- [Problem statement] Search the material below for the string "datarobot" and extract each line that has it.
[Supplied material Boundary: Start]
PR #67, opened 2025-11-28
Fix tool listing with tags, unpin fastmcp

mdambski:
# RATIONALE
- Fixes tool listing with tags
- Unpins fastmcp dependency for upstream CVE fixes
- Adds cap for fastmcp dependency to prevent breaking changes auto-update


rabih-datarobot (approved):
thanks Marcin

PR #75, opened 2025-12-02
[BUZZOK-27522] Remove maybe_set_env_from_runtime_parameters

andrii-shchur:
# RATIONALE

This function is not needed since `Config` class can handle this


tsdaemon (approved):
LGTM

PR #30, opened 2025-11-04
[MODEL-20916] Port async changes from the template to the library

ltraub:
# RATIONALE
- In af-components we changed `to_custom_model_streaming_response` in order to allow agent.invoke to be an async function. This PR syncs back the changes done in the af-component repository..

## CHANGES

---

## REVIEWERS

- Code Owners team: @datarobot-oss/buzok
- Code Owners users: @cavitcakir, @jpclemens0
[Supplied material Boundary: End]
- [Solution for this problem]
rabih-datarobot (approved):
- Code Owners team: @datarobot-oss/buzok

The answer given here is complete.